Bassum - Das Jahr 2015 stand bei den Bogenschützen ganz unter dem Eindruck von Marcel Trachsel vom SV Bassum von 1848. Auch wenn sich der Azubi zum Ende des Jahres mehr auf seine Abschlussprüfung konzentrieren muss, hat er im Laufe des Jahres wohl die meisten Pfeile in Richtung Gold auf den Weg geschickt.

Imposant liest sich die Erfolgsbilanz des Bassumer Bogenschützen. Im März wurde er Deutscher Hallen-Meister bei den Junioren. Nur zwei Monate später stellte sich der junge Bogensportler im ersten Ranglistentunier des Deutschen Schützenbund erneut den besten Sportlern der Republik. Hier wurde die Nationalmannschaft in drei Wettkämpfen für das nächste Sportjahr ausgeschossen. Im bayrischen Ebersberg musste sich der 20-Jährige erstmals mit den Männern messen.

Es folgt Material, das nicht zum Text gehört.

PR #1321, opened 2023-02-28
[js] Adding logger documentation

TamsilAmani:
### Description

Documentation on how to use Logging feature in JS binding. Formatting documentation for Ruby and JS.

### Motivation and Context

https://github.com/SeleniumHQ/selenium/issues/10944

### Types of changes

- [ ] Improved translation

### Checklist

### DIFF
--- a/website_and_docs/content/documentation/webdriver/troubleshooting/logging.en.md
+++ b/website_and_docs/content/documentation/webdriver/troubleshooting/logging.en.md
@@ -78,23 +78,23 @@ JS has implemented logging APIs. It has also added LogManager to maintain a coll
 
 ### 1. Getting a logger can be done in two ways:
 
-```
+```js
 const logging = require('selenium-webdriver/lib/logging')
 ```
 
 First method using manager
-```
+```js
 mgr = new logging.LogManager()
 logger = mgr.getLogger('')
 ```
 
 Second method without manager
-```
+```js
 logger = logging.getLogger('')
 ```
 
 Loggers class uses hierarchical, dot-delimited namespaces (e.g. "" > "webdriver" > "webdriver.logging"). For example, the following code will give a hierarchy of loggers:
-```
+```js
 logger = mgr.getLogger('foo.bar.baz')
 ```
 
@@ -105,12 +105,12 @@ logger = mgr.getLogger('foo.bar.baz')
 
 The basic levels for JS loggers are: `OFF`, `SEVERE`, `WARNING`, `INFO`, `DEBUG`, `FINE`, `FINER`, `FINEST`, `ALL`.
 To log messages at the given level pass the level in the `log()` method:
-```
+```js
 logger.log(logging.Level.INFO, 'This is an info message')
 ```
 
 You can also use the instance methods to target logs of a particular level:
-```
+```js
 logger.finest('this is the finest message')
 logger.finer('this is a finer message')
 logger.info('this is an info message')
@@ -120,24 +120,24 @@ logger.severe('this is a severe message')
 
 By default the logger's level is `Level.OFF`
 To change the level of the logger:
-```
+```js
 logger.setLevel(logging.Level.INFO)
 ```
 
 ### 3. Log Output:
 
 As opposed to ruby which by default sends logs to console in stdout, JS has the option to add a handler. The handler will be invoked for each message logged with this instance, or any of its descendants.
-```
+```js
 logger.addHandler(callback)
 ```
 
 JS has provided a method to add console handler to the given logger. The console handler will log all messages using the JavaScript Console API:
-```
+```js
 logging.addConsoleHandler(logger)
 ```
 
 Similarly, to add console handler to the root logger:
-```
+```js
 logging.installConsoleHandler()
 ```
 
@@ -146,7 +146,7 @@ logging.installConsoleHandler()
 JS gives the ability to define log preference for a remote WebDriver session. There are 5 common log types: `BROWSER`, `CLIENT`, `DRIVER`, `PERFORMANCE`, `SERVER`
 
 To set a log level for a particular log type:
-```
+```js
 let prefs = new logging.Preferences()
 prefs.setLevel(logging.Type.BROWSER, logging.Level.FINE)
 ```
--- a/website_and_docs/content/documentation/webdriver/troubleshooting/logging.en.md
+++ b/website_and_docs/content/documentation/webdriver/troubleshooting/logging.en.md
@@ -129,10 +129,10 @@ Different languages have different level to log information.
   {{< alert-content >}}{{< /alert-content >}}
   {{< /tab >}}
   {{< tab header="Ruby" >}}
-  Logs request and response at level: <code>:info</code>
+  Logs useful information at level: <code>:info</code>
   {{< /tab >}}
   {{< tab header="JavaScript" >}}
-  Logs request and response at level: <code>FINER</code>
+  Logs useful information at level: <code>FINER</code>
   {{< /tab >}}
   {{< tab header="Kotlin" >}}
   {{< alert-content >}}{{< /alert-content >}}
@@ -142,6 +142,27 @@ Different languages have different level to log information.
 **Debugging Details**
 
 The debug log level is used for information that may be needed for diagnosing issues and troubleshooting problems.
+
+{{< tabpane langEqualsHeader=true text=true >}}
+  {{< tab header="Java" >}}
+  {{< alert-content >}}{{< /alert-content >}}
+  {{< /tab >}}
+  {{< tab header="Python" >}}
+  {{< alert-content >}}{{< /alert-content >}}
+  {{< /tab >}}
+  {{< tab header="CSharp" >}}
+  {{< alert-content >}}{{< /alert-content >}}
+  {{< /tab >}}
+  {{< tab header="Ruby" >}}
+  Logs debugging details at level: <code>:info</code> and <code>:debug</code>
+  {{< /tab >}}
+  {{< tab header="JavaScript" >}}
+  Logs debugging details at level: <code>FINER</code> and <code>FINEST</code>
+  {{< /tab >}}
+  {{< tab header="Kotlin" >}}
+  {{< alert-content >}}{{< /alert-content >}}
+  {{< /tab >}}
+{{< /tabpane >}}
 
 ### 3. Log Output:
 Logs can be displayed on `stdout` or stored in a file.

Nur eine Woche später hatte Trachsel seinen ersten Auftritt auf europäischer Bühne. Als Drittplatzierter erreichte er das Finale der besten 16. Am Ende des Wettbewerbs stand beim internationalen Debüt ein sehr starker fünfter Platz zu Buche. „Obwohl hier keine Medaille heraus kam, war es doch mein persönliches Highlight in 2015“, denkt der Bassumer noch immer gern an diesen Wettbewerb zurück.

Shanghai und/oder Nottingham im Visier

Im Juni fuhr Trachsel zur zweiten Rangliste nach Glindow in die Nähe von Potsdam. Hier gelang ihm erstmals das Kunststück, alle Schützen des Nationalkaders hinter sich zu lassen. Gleich vier Ringe nahm er dem besten Starter des Nationalteams ab.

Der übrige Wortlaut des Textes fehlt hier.